Although different mutations in a single gene can cause distinct phenotypes, the observed association of a single mutation with two distinct and contrasting phenotypes, namely HCM and ARVC, is rare, if not unique. The former is characterized by cardiac myocyte hypertrophy, classically in the left ventricle and the latter by myocyte atrophy, apoptosis, and excess fibro-adipocytes, classically in the right ventricle. The patient had a clear clinical diagnosis of HCM, as evidenced by the presence of asymmetric cardiac hypertrophy with a predominant involvement of the interventricular septum, on multiple echocardiograms and CMR, in the absence of a secondary cause, such as systemic arterial hypertension or aortic stenosis. However, the patient did not meet the clinical criteria for the diagnosis of ARVC, despite carrying a well-established mutation in the most common causal gene for ARVC [11]. The QRS pattern resembling an epsilon wave is considered a major, albeit insufficient, diagnostic criterion for the ARVC, evoking possible ARVC [15]. The absence of a full ARVC phenotype in the proband might reflect incomplete penetrance, which is a known feature of the PKP2 variants [14]. The Epsilon wave observed in the proband is not a feature of HCM but is a major diagnostic criterion for ARVC. The electrocardiographic pattern also resembles the pattern observed in Brugada syndrome [16], which is also associated with the PKP2 mutations [17]. However, cardiac hypertrophy is not a feature of the Brugada syndrome.

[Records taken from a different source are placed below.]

PR #1154, opened 2019-03-26
Fixes #1015 - Consistent way to provide user dependencies

### LINKED ISSUE #1015: Standardize virtual environment between --build-native-deps and packapp
Right now, depending on the path taken, user dependencies can be found in two places-

1. `.python_packages`
2. `worker_venv/lib/python36/site-packages/`

We should standardize this to just `.python_packages`.

ankitkumarr:
Will run my e2e tests and update with results.

After this change, we can make it very clear to users about our deployment path. They can see `.python_packages` that will be created with or without `--build-native-deps`. In case if they don't want to restore custom dependencies in subsequent publish commands, they will now be able to just do `publish --no-build` and it will work.

@asavaritayal, once merged, we should update our docs as well.

### DIFF
--- a/src/Azure.Functions.Cli/Helpers/PythonHelpers.cs
+++ b/src/Azure.Functions.Cli/Helpers/PythonHelpers.cs
@@ -107,11 +107,14 @@ namespace Azure.Functions.Cli.Helpers
                 FileSystemHelpers.DeleteDirectorySafe(Path.Combine(functionAppRoot, Constants.ExternalPythonPackages));
             }
 
+            var packagesLocation = Path.Combine(functionAppRoot, Constants.ExternalPythonPackages);
+            FileSystemHelpers.EnsureDirectory(packagesLocation);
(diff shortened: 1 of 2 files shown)


ankitkumarr:
Note: I used `--install-option="--install-scripts=/.python_packages/bin"` [here](https://github.com/Azure/azure-functions-core-tools/pull/1154/files#diff-8d75a8a43d70590e9885877a145f0841R6) to get the scripts that may be downloaded as part of a python package. However, on testing, I noted that this command causes wheels install to be disabled and uses `setup.py` install (see https://github.com/pypa/pip/issues/3934). This heavily slows down pip install for certain packages and sometimes even errors out. 

I realized, looking at our docker images, that right now we don't support using such package brought script. So, I am removing this ability during packaging as well. We may revisit it later once the tagged pip issue is closed and pip has support to install scripts in a target location.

The published evidence for the pathogenic role of the c.2146-1G > C variant in ARVC is strong [1113]. However, its causal role in HCM is uncertain. Rare variants, including the pathogenic variants, are population-specific. Consequently, detection of a pathogenic variant, previously identified as a disease-causing variant, in a single individual is insufficient to imply causality. Indeed, unambiguous ascertainment of genetic causality, regardless of the causal gene and variant, is exceedingly challenging if not impossible. HCM in this patient might be caused by undetected pathogenic variants, structural variants, and variants did not meet the filtering criteria [18]. The exome of this patient also contained a rare variant in the OBSCN gene, which is a candidate gene for DCM but not an established causal gene for HCM [19]. As shown in Table 1, WES had provided an excellent coverage to 15 known HCM and HCM-phenocopy genes. Thus, it is very unlikely that a pathogenic variant in the common HCM gene was undetected. Finally, it is also possible that a copy number variant or a large deletion, not detected by whole exome sequencing, is responsible for HCM in this case, albeit such variants are found in < 1% of HCM cases [20]. Thus, one cannot exclude concomitant presence of HCM and ARVC phenotypes in this case.

Conclusions

The case illustrated extreme phenotypic pleiotropy associated with a PKP2 mutation, which is an established causal mutation for ARVC and yet this pathogenic variant was found in a patient with the well-defined contrasting phenotype of HCM. The diversity of the phenotypic expression of GVs does not diminish the clinical utilities of genetic testing in hereditary cardiomyopathies. To the contrary, the findings emphasize the need for better understanding of the phenotypic variability associated with the GVs by placing the focus on detailed phenotypic and genetic characterization of the patient. The ambiguities in genotype-phenotype correlation in this case illustrate the challenges physicians face in applying the genetic discoveries to the practice medicine. To quote Sir William Osler, the practice of “medicine is a science of uncertainty and an art of probability”. It seems to remains so, even in the era of “precision medicine”.